After the September maps became law, three groups of plaintiffs filed suits in federal court to challenge them. Among those were the Mexican American Legal Defense and Educational Fund, or MALDEF, which argued that the new plan reduces Latino voting influence in the Chicago area despite the fact that the Latino population grew significantly over the previous decade.

In addition, the East St. Louis Branch of the NAACP, along with the state NAACP and the United Congress of Community and Religious Organizations, or UCCRO, challenged the districts in the Metro East region claiming they unfairly diluted Black voting blocs in that area.

“These decisions that are being made are decisions that will impact us for 10 years,” UCCRO interim executive director Rod Wilson said at a news conference in East St. Louis Monday. “In Illinois, what has happened is the process has not opened up to our voice, has not let us as a community say what we want to see.”

Teresa Haley, president of the NAACP Illinois State Conference, said she wanted Black and brown communities to have input in the mapmaking.

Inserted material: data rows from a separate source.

PR #4197, opened 2020-11-06
Enable visual styles

RussKie:
## Proposed changes

- Enable visual styles when running tests to ensure we test the main user scenarios

###### Microsoft Reviewers: [Open in CodeFlow](http://wpcp.azurewebsites.net/CodeFlowProtocolProxy2.php?pullrequest=https://github.com/dotnet/winforms/pull/4197)

PR #7500, opened 2022-07-27
Remove dependency on RemoteExecutor in tests

### LINKED ISSUE #4500: Remove dependency on `RemoteExecutor` in tests
**Problem description:**

`RemoteExecutor` has been used in a number of tests for the sole purpose of enabling visual styles. However `RemoteExecutor` has proven to be rather unstable (see: https://github.com/dotnet/arcade/issues/5325).

The tests have been update to run with visual styles on by default in https://github.com/dotnet/winforms/pull/4197, however `RemoteExecutor` hasn't been cleaned out.

We need to scan the codebase for `RemoteExecutor` (and "_Skip = "Crash with AbandonedMutexException. See: https://github.com/dotnet/arcade/issues/5325"_") and update those tests, removing `RemoteExecutor`.

willibrandon:
Fixes #4500

## Proposed changes

- Remove dependency on `RemoteExecutor` in tests as it has been proven to be unstable.
- Migrate tests that change global state and that rely on `RemoteExecutor` to the UIIntegration test project.

## Customer Impact

- Test methods should not be skipped.

## Regression? 

- No

## Risk

- Minimal

## Test methodology 

- Ran unit and integration tests and observed for any signs of destabilisation. 

## Test environment(s) 

- 7.0.100-preview.6.22352.1

###### Microsoft Reviewers: [Open in CodeFlow](https://portal.fabricbot.ms/api/codeflow?pullrequest=https://github.com/dotnet/winforms/pull/7500)


src/System.Windows.Forms/tests/IntegrationTests/UIIntegrationTests/Application.ParkingWindowTests.cs
```diff
@@ -0,0 +1,60 @@
...
+            : base(testOutputHelper)
+        {
+        }
+
+        [WinFormsFact]
+        public void ParkingWindow_DoesNotThrowOnGarbageCollecting()
+        {
+            Control.CheckForIllegalCrossThreadCalls = true;
+
+            Form form = InitFormWithControlToGarbageCollect();
```
RussKie, line 22:
```suggestion
            using Form form = InitFormWithControlToGarbageCollect();
```

RussKie (approved):

willibrandon:
Since tests have been updated to run with visual styles on by default, are these 2 tests worth keeping, or should they be modified?

https://github.com/dotnet/winforms/blob/55b296932065022705a6af218ab04a9d90049a28/src/System.Windows.Forms/tests/UnitTests/System/Windows/Forms/ApplicationTests.cs#L79

And the first two assertions in this test are no longer true.

https://github.com/dotnet/winforms/blob/55b296932065022705a6af218ab04a9d90049a28/src/System.Windows.Forms/tests/UnitTests/System/Windows/Forms/ApplicationTests.cs#L90

src/System.Windows.Forms/tests/UnitTests/System/Windows/Forms/ApplicationTests.cs
```diff
@@ -75,31 +69,23 @@ public void Application_CurrentCulture_SetNull_ThrowsArgumentNullException()
             Assert.Throws<ArgumentNullException>("value", () => Application.CurrentCulture = null);
         }
 
-        [WinFormsFact(Skip = "Crash with AbandonedMutexException. See: https://github.com/dotnet/arcade/issues/5325")]
+        [WinFormsFact]
```
RussKie, line 72: To set the context: these tests were written before we switched all tests to run with visual styles enabled (https://github.com/dotnet/winforms/pull/4197), and now they need to assert the opposite - i.e., visual styles are disabled.
Because they use the process-wide setting `EnableVisualStyles` these tests can't live here . That's why we attempted to use RE so each of these tests will get spun in isolation.
These tests must be moved to the UI Integration project.

willibrandon: Thank you for the context. Its clear to me now that the goal is to move all of the RE dependent tests to UI Integration. I misunderstood and thought some could stay as unit if they didn't destablise the suite, but clearly they do.

willibrandon: I tested this on both x86 and x64, but not arm64, and sure enough it fails on arm64.

willibrandon: Speaking of which, is there a better way to test the changes? I've been testing the different configurations individually from the command line, which is not ideal.  Is there a way to reproduce the CI build locally in one go?

Sorry if this information is already covered somewhere.

src/System.Windows.Forms/tests/IntegrationTests/UIIntegrationTests/ListViewInsertionMarkTests.cs
```diff
@@ -0,0 +1,245 @@
...
+    {
+        public ListViewInsertionMarkTests(ITestOutputHelper testOutputHelper)
+            : base(testOutputHelper)
+        {
+        }
+
+        [WinFormsFact]
+        public unsafe void ListViewInsertionMark_AppearsAfterItem_GetInsertMark_Success()
+        {
+            Application.EnableVisualStyles();
```
RussKie, line 22: Visual styles are enabled at the base level
https://github.com/dotnet/winforms/blob/c29016421fb3c4bd9253adb8d317b8064a57a972/src/System.Windows.Forms/tests/IntegrationTests/UIIntegrationTests/Infra/ControlTestBase.cs#L23-L27

For intents and purposes of the tests we're porting in this PR, we'd likely want to be able to toggle visual styles. Perhaps you could do something like this:
```cs
    [UseDefaultXunitCulture]
    public abstract class ControlTestBase : IAsyncLifetime, IDisposable
    {
        protected ControlTestBase(ITestOutputHelper testOutputHelper, bool enableVisualStyles)
        {
            if (enableVisualStyles)
            {
            }
        }
        protected ControlTestBase(ITestOutputHelper testOutputHelper)
            : this(testOutputHelper, enableVisualStyles: true)
        {
        }
```

```cs
    public class ListViewInsertionMarkVisualStylesOnTests : ControlTestBase
    {
        public ListViewInsertionMarkTests(ITestOutputHelper testOutputHelper)
            : base(testOutputHelper, enableVisualStyles: true)
        {
        }

    public class ListViewInsertionMarkVisualStylesOffTests : ControlTestBase
    {
        public ListViewInsertionMarkTests(ITestOutputHelper testOutputHelper)
            : base(testOutputHelper: enableVisualStyles: false)
        {
        }
```

src/System.Windows.Forms/tests/IntegrationTests/UIIntegrationTests/CommonDialogTests.cs
```diff
@@ -0,0 +1,91 @@
...
+        {
+            using var dialog = new SubCommonDialog
+            {
+                RunDialogResult = runDialogResult
+            };
+            var owner = new Mock<IWin32Window>(MockBehavior.Strict);
+            owner
+                .Setup(o => o.Handle)
+                .Returns(IntPtr.Zero);
+            Assert.Equal(expectedDialogResult, dialog.ShowDialog(owner.Object));
```
RussKie, line 32: [nit/readability] A unit test generally has three section, or follows the [AAA pattern](https://methodpoet.com/aaa-in-unit-testing/). Could you please add a blank line between each logic section of a test to make it easier to read.

In a general case, this would look like (adding comments for visualisation purposes only):
```cs
            // arrange
            using var dialog = new SubCommonDialog
            {
                RunDialogResult = runDialogResult
            };
            var owner = new Mock<IWin32Window>(MockBehavior.Strict);
            owner
                .Setup(o => o.Handle)
                .Returns(IntPtr.Zero);

            // act
            DialogResult result = dialog.ShowDialog(owner.Object)

            // assert
            Assert.Equal(expectedDialogResult, result);
```
...but in this case, the following is acceptable too:
```cs
            using var dialog = new SubCommonDialog
            {
                RunDialogResult = runDialogResult
            };
            var owner = new Mock<IWin32Window>(MockBehavior.Strict);
            owner
                .Setup(o => o.Handle)
                .Returns(IntPtr.Zero);

            Assert.Equal(expectedDialogResult, dialog.ShowDialog(owner.Object));
```

src/System.Windows.Forms/tests/IntegrationTests/UIIntegrationTests/ListViewGroup.ListViewGroupAccessibleObjectTests.cs
```diff
@@ -0,0 +1,59 @@
...
+{
+    public class ListViewGroup_ListViewGroupAccessibleObjectTests : ControlTestBase
+    {
+        public ListViewGroup_ListViewGroupAccessibleObjectTests(ITestOutputHelper testOutputHelper)
+            : base(testOutputHelper)
+        {
+        }
+
+        [WinFormsFact]
+        public void ListViewGroupAccessibleObject_Bounds_ReturnsCorrectValue()
```
RussKie, line 20: This looks like a regular unit test. Could you please move it to the unit test project alongside other similar tests in SWF.Tests\ListViewGroup_ListViewGroupAccessibleObjectTests?

src/System.Windows.Forms/tests/IntegrationTests/UIIntegrationTests/ListViewTests.cs
```diff
@@ -110,6 +134,79 @@ public async Task ListView_Group_NavigateKeyboard_SucceedsAsync()
             });
         }
 
+        [WinFormsFact]
+        public unsafe void ListView_Handle_GetWithGroups_Success()
```
RussKie, line 138: Ditto here.

I don't have a clear recollection of events, but IIRC originally the test suite was running with visual styles off, and ListViewGroups are only available with the visual styles on (comctlv6). And the tests for the LVG attempted to employ RE to overcome that limitation.
It doesn't look like these tests are doing anything special nor using the mouse/keyboard, and thus don't really look like they belong to the UI project, and could leave in the unit test project.

src/System.Windows.Forms/tests/IntegrationTests/UIIntegrationTests/TaskDialogTests.cs
```diff
@@ -0,0 +1,53 @@
...
+{
+    public class TaskDialogTests : ControlTestBase
+    {
+        public TaskDialogTests(ITestOutputHelper testOutputHelper)
+            : base(testOutputHelper)
+        {
+        }
+
+        [WinFormsFact]
+        public void TaskDialog_ShowDialog_SetProperty_SameThread_Success()
```
RussKie, line 18: Ditto here. TaskDialog requires comctrlv6 and visual styles, that weren't originall available in the unit test suite.

src/System.Windows.Forms/tests/UnitTests/System/Windows/Forms/ApplicationTests.cs
RussKie: Yes, the tests do take a while to run, and they don't allow to use the workstation.

We have the doc detailing testing [here](https://github.com/dotnet/winforms/blob/main/docs/testing.md). Please holler if you see something that could be improved.

The CI agents unlimately run `build.cmd -test` and `build.cmd -integrationtest`:
https://github.com/dotnet/winforms/blob/c29016421fb3c4bd9253adb8d317b8064a57a972/eng/pipelines/build.yml#L81-L121

You can run bitness-specific tests with additional args, e.g.
```
build.cmd -test /p:Platform=x86 /p:TargetArchitecture=x86
```
Though, you'd need to either install VC++/CMake x86 tools, or remove SWF.Interop.Tests project from the solution (which is easier for local testing):
image


And lastly, you can run only specific tests with `dotnet test`, see https://github.com/dotnet/winforms/blob/main/docs/testing.md#adding-new-unit-tests.

src/System.Windows.Forms/tests/IntegrationTests/UIIntegrationTests/ListViewGroup.ListViewGroupAccessibleObjectTests.cs
willibrandon: If I put this test in the unit test project as-is, it causes the following tests to fail.

`ControlCollection_Add_DifferentThreadValueControl_ThrowsArgumentException`
`ControlCollection_Add_DifferentThreadValueOwner_ThrowsArgumentException`

Instead of throwing `ArgumentException`, they then throw `InvalidOperationException`.

It seems that the call to `Control.CheckForIllegalCrossThreadCalls = true` is the line in this tests that happens to affect the `ControlCollection` tests.

RussKie: Ah yes, that is a process-wide singlton, which can affect other tests.
This may warrant a comment, so we don't try to move these tests into unit tests project in the future.

willibrandon: Will do.

src/System.Windows.Forms/tests/IntegrationTests/UIIntegrationTests/ListViewTests.cs
willibrandon: Thank you for the clarification.

What about the calls to `Application.EnableVisualStyles()` in both tests, should they be removed? And if so, should checks be added to the tests that require `Application.UseVisualStyles`?

```
if (!Application.UseVisualStyles)
{
    return;
}
```

RussKie: Yes, that'd be the right move.

src/System.Windows.Forms/tests/IntegrationTests/UIIntegrationTests/CommonDialogTests.cs
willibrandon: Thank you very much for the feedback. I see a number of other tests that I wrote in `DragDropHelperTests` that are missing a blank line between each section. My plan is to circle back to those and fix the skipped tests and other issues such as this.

“That was not done,” Haley said at the news conference. “The Black caucus members, everyone else, agreed to the map that was being submitted. We have problems. We are residents. We are taxpayers. Our voice does matter.”

And Republican leaders in the General Assembly – Sen. Dan McConchie, of Hawthorn Woods, and Rep. Jim Durkin, of Western Springs – filed suit challenging both the Chicago and Metro East maps based on arguments largely similar to those of the other two plaintiffs.

Their arguments are based largely on Section 2 of the Voting Rights Act of 1965, which prohibits election practices that discriminate on the basis of race or membership in a recognized language minority.

They argue that Latino populations in the Chicago area and Black populations in Metro East live in compact enough areas, and tend to vote cohesively enough to elect candidates of their choice if they are drawn together in one or more districts.

All three suits name Senate President Don Harmon, D-Oak Park, and House Speaker Emanuel “Chris” Welch, D-Hillside, as defendants, along with the Illinois State Board of Elections. Attorneys for Harmon and Welch have denied the plaintiffs’ arguments, saying the plaintiffs are the ones trying to redraw maps based solely on racial considerations.

Since the cases were filed in October, all of the parties have filed thousands of pages of briefs, depositions from expert witnesses and other documents to bolster their cases. The court has put the cases on an expedited schedule in hopes of resolving the issues in time for candidates to begin circulating nominating petitions in mid-January.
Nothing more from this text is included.